• The data:
┄┄┄┄┄┄┄┄┄┄┄┄┄┄┄┄┄┄┄┄

PR #551, opened 2026-03-05
Implement onParametersSet for handling only analyzers node parameters

Noel215:
The previous implementation is using a callback that is invoked for all the parameter events of all ROS 2 nodes and it filters by node name. It could lead to race conditions when setting parameters depending on the depth size of the callback.

With this new approach, the callback is only triggered when setting parameters for the analyzers node, avoiding possible race conditions when setting the parameters.


Noel215:
@ct2034 could you review/merge these changes?

ct2034 (approved):
Thanks for your contribution. This is a lot cleaner than before :)

PR #76, opened 2021-03-01
get admin areas by country

hotzevzl:
### Overview

New or updated endpoints:

`GET /api/v1/countries/:id/administrative-areas` should list (with pagination) admin areas within a given country, with `:id` being the ISO3166 alpha-3 code for the country (uppercase).

`GET /api/v1/administrative-areas` should list (with pagination) admin areas.

`GET /api/v1/administrative-areas/:id` should return the level 1 or level 2 admin area matching the id provided.

MARXAN-135 includes discussions of more advanced filters for searching admin areas within a country, but I will do that after we define the requirements for these filters, in a separate PR. This can be reviewed as is.

### Designs

N/A

### Testing instructions

See description above.

We do have some e2e/contract tests in this PR, but they will fail in CI until we change the GitHub actions flow to include seeding the geodb with a minimal set of gadm data.

Running `docker-compose exec api yarn test:e2e` locally should work, however, if the local instance has GADM data.

### Feature relevant tickets

https://vizzuality.atlassian.net/browse/MARXAN-135
https://vizzuality.atlassian.net/browse/MARXAN-134

---

- [x] Update CHANGELOG file


hotzevzl:
@aagm during today's sprint meeting I said we would not need more filters for the expected UX, although I later realized we would need an endpoint to list level2 areas given a level1 id - or API consumers would need to go through some juggling to do this client-side, which would result in a brittle solution.

Nevertheless, I'll add this other feature to a separate PR - this can still be reviewed as-is so we can avoid keeping it open for too long. I have kept the Jira story as In progress for this reason, in any case.

aagm:
Ok the migration fails because it needs an index based on the partition table, so my suggestion and after the issue is already addressed in this [pr 74](https://github.com/Vizzuality/marxan-cloud/pull/74) to drop the migration.

geoprocessing/src/migrations/geoprocessing/1614256630000-AddCountriesView.ts
```diff
@@ -0,0 +1,28 @@
+import { MigrationInterface, QueryRunner } from 'typeorm';
+
+export class AddCountriesView1614256630000
+  implements MigrationInterface {
+  public async up(queryRunner: QueryRunner): Promise<void> {
+    await queryRunner.query(`
+CREATE UNIQUE INDEX only_countries_by_gid ON admin_regions(gid_0) WHERE (gid_0 IS NOT NULL AND gid_1 IS NULL AND gid_2 IS NULL);
```
aagm, line 7: i suggest to drop this indexes from the migration, as the table is a partitioned one and after the patch mentioned in #74 this is no longer needed

aagm (changes requested):

geoprocessing/src/migrations/geoprocessing/1614256630000-AddCountriesView.ts
```diff
@@ -0,0 +1,28 @@
...
+CREATE UNIQUE INDEX only_countries_by_name ON admin_regions(name_0) WHERE (name_0 IS NOT NULL AND name_1 IS NULL AND name_2 IS NULL);
+CREATE VIEW countries AS (
+  SELECT
+    ogc_fid,
```
aagm, line 11: ogc_fid is also a ghost parameter introduced by ogr and was also fixed in #74

aagm (changes requested):

geoprocessing/src/migrations/geoprocessing/1614256630000-AddCountriesView.ts
hotzevzl: ok, done

geoprocessing/src/migrations/geoprocessing/1614256630000-AddCountriesView.ts
hotzevzl: ok, done, thanks!

aagm:
This is good to merge Andrea!

hotzevzl:
> Im having issues with GET /api/v1/administrative-areas as endpoint not found

got it, we don't have an endpoint that returns a global list of admin areas - the above can only be used as `GET /api/v1/administrative-areas/:id`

┄┄┄┄┄┄┄┄┄┄┄┄┄┄┄┄┄┄┄┄

• Exercise goal:
Repeat the listing above in full, exactly as given.

• Completed exercise:
PR #551, opened 2026-03-05
Implement onParametersSet for handling only analyzers node parameters

Noel215:
The previous implementation is using a callback that is invoked for all the parameter events of all ROS 2 nodes and it filters by node name. It could lead to race conditions when setting parameters depending on the depth size of the callback.

With this new approach, the callback is only triggered when setting parameters for the analyzers node, avoiding possible race conditions when setting the parameters.


Noel215:
@ct2034 could you review/merge these changes?

ct2034 (approved):
Thanks for your contribution. This is a lot cleaner than before :)

PR #76, opened 2021-03-01
get admin areas by country

hotzevzl:
### Overview

New or updated endpoints:

`GET /api/v1/countries/:id/administrative-areas` should list (with pagination) admin areas within a given country, with `:id` being the ISO3166 alpha-3 code for the country (uppercase).

`GET /api/v1/administrative-areas` should list (with pagination) admin areas.

`GET /api/v1/administrative-areas/:id` should return the level 1 or level 2 admin area matching the id provided.

MARXAN-135 includes discussions of more advanced filters for searching admin areas within a country, but I will do that after we define the requirements for these filters, in a separate PR. This can be reviewed as is.

### Designs

N/A

### Testing instructions

See description above.

We do have some e2e/contract tests in this PR, but they will fail in CI until we change the GitHub actions flow to include seeding the geodb with a minimal set of gadm data.

Running `docker-compose exec api yarn test:e2e` locally should work, however, if the local instance has GADM data.

### Feature relevant tickets

https://vizzuality.atlassian.net/browse/MARXAN-135
https://vizzuality.atlassian.net/browse/MARXAN-134

---

- [x] Update CHANGELOG file


hotzevzl:
@aagm during today's sprint meeting I said we would not need more filters for the expected UX, although I later realized we would need an endpoint to list level2 areas given a level1 id - or API consumers would need to go through some juggling to do this client-side, which would result in a brittle solution.

Nevertheless, I'll add this other feature to a separate PR - this can still be reviewed as-is so we can avoid keeping it open for too long. I have kept the Jira story as In progress for this reason, in any case.

aagm:
Ok the migration fails because it needs an index based on the partition table, so my suggestion and after the issue is already addressed in this [pr 74](https://github.com/Vizzuality/marxan-cloud/pull/74) to drop the migration.

geoprocessing/src/migrations/geoprocessing/1614256630000-AddCountriesView.ts
```diff
@@ -0,0 +1,28 @@
+import { MigrationInterface, QueryRunner } from 'typeorm';
+
+export class AddCountriesView1614256630000
+  implements MigrationInterface {
+  public async up(queryRunner: QueryRunner): Promise<void> {
+    await queryRunner.query(`
+CREATE UNIQUE INDEX only_countries_by_gid ON admin_regions(gid_0) WHERE (gid_0 IS NOT NULL AND gid_1 IS NULL AND gid_2 IS NULL);
```
aagm, line 7: i suggest to drop this indexes from the migration, as the table is a partitioned one and after the patch mentioned in #74 this is no longer needed

aagm (changes requested):

geoprocessing/src/migrations/geoprocessing/1614256630000-AddCountriesView.ts
```diff
@@ -0,0 +1,28 @@
...
+CREATE UNIQUE INDEX only_countries_by_name ON admin_regions(name_0) WHERE (name_0 IS NOT NULL AND name_1 IS NULL AND name_2 IS NULL);
+CREATE VIEW countries AS (
+  SELECT
+    ogc_fid,
```
aagm, line 11: ogc_fid is also a ghost parameter introduced by ogr and was also fixed in #74

aagm (changes requested):

geoprocessing/src/migrations/geoprocessing/1614256630000-AddCountriesView.ts
hotzevzl: ok, done

geoprocessing/src/migrations/geoprocessing/1614256630000-AddCountriesView.ts
hotzevzl: ok, done, thanks!

aagm:
This is good to merge Andrea!

hotzevzl:
> Im having issues with GET /api/v1/administrative-areas as endpoint not found

got it, we don't have an endpoint that returns a global list of admin areas - the above can only be used as `GET /api/v1/administrative-areas/:id`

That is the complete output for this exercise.